*** Dataset entries ***

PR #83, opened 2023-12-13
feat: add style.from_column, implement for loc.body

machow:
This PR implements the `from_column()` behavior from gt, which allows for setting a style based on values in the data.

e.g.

***

▶ What to work on:
Only the lines from the one containing "This PR implements" through the end of the entries above belong in the answer; repeat them exactly.

▶ Solution for this exercise:
This PR implements the `from_column()` behavior from gt, which allows for setting a style based on values in the data.

e.g.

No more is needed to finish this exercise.